When you have gone through the records below, state only how many lines include the word "your".

== Material for this task ==
:::::
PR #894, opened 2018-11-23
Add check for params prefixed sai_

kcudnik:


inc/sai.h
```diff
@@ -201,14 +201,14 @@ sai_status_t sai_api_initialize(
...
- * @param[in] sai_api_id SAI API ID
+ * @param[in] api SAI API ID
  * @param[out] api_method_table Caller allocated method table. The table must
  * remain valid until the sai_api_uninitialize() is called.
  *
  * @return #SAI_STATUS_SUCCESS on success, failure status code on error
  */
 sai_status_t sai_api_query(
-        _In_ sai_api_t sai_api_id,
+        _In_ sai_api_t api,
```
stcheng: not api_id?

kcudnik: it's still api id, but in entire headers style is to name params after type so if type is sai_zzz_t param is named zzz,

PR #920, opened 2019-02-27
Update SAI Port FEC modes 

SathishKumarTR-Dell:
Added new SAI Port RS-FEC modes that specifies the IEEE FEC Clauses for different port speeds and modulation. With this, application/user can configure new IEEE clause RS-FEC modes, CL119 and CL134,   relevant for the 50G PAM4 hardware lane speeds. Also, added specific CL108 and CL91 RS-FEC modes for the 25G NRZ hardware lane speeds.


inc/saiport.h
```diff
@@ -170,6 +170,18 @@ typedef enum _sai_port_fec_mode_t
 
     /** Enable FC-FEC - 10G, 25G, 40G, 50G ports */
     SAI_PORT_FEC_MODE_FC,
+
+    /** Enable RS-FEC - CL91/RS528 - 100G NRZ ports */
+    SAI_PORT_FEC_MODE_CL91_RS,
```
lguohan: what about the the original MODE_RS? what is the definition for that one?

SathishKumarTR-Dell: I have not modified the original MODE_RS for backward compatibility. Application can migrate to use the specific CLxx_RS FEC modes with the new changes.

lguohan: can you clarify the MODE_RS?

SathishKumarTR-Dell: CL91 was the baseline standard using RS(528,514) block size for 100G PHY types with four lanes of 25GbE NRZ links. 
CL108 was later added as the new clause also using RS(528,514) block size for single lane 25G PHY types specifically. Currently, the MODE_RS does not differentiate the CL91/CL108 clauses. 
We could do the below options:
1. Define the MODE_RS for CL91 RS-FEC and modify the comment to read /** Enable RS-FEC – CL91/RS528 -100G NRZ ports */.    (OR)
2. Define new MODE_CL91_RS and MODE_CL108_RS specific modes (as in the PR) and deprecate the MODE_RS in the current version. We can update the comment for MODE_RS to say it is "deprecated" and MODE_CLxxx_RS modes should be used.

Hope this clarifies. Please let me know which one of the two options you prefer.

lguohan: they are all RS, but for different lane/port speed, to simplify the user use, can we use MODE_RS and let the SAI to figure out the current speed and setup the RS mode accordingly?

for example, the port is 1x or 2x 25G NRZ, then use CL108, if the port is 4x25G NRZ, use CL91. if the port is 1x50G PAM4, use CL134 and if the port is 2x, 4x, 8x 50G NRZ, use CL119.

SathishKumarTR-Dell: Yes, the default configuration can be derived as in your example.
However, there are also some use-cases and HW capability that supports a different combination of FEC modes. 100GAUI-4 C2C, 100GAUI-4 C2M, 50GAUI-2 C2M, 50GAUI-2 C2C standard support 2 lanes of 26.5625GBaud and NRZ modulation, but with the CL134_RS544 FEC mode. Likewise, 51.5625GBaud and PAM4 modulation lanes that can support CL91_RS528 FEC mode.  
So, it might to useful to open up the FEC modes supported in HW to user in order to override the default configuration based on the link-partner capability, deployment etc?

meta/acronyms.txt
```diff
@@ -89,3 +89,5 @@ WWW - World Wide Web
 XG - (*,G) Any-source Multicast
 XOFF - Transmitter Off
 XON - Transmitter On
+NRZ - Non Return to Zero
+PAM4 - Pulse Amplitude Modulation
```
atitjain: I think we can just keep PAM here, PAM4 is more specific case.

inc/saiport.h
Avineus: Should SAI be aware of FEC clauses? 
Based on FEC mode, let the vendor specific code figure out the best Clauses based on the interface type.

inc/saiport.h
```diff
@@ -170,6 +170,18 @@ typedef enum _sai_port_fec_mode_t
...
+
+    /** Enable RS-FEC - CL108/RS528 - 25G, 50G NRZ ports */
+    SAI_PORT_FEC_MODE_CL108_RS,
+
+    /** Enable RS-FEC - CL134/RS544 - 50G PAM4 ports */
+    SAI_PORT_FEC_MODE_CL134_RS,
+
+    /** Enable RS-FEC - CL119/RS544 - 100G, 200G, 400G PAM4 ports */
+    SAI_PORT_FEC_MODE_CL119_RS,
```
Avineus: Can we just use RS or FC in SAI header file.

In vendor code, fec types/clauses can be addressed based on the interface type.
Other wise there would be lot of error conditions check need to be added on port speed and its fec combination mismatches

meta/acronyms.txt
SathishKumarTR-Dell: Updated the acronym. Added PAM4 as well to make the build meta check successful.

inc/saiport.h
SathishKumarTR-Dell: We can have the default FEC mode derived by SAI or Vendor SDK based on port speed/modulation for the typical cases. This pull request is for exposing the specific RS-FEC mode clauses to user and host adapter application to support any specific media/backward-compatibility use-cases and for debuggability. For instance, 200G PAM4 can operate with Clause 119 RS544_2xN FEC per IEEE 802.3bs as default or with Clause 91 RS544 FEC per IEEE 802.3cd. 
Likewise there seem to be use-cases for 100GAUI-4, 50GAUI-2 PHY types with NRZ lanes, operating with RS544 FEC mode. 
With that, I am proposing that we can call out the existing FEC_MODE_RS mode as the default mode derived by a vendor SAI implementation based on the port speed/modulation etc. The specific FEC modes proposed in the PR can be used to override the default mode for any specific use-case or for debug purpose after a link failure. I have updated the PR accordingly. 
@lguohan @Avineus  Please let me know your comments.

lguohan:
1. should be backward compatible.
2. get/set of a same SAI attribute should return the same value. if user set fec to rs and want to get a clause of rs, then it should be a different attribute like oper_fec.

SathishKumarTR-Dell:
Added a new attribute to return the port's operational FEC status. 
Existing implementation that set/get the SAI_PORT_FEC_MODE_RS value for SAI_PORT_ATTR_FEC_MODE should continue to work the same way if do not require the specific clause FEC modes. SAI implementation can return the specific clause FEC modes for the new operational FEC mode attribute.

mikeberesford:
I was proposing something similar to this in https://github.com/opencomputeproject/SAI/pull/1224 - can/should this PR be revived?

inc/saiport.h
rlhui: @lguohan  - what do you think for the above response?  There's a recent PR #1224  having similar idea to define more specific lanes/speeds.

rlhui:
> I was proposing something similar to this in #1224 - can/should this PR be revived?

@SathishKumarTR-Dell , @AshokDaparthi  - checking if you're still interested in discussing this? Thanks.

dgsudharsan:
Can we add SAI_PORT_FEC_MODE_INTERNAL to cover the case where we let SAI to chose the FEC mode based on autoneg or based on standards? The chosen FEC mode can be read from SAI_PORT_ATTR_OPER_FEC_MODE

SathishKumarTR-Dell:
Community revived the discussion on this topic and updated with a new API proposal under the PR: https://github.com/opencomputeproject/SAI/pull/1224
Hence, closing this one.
:::::
== Output below ==
2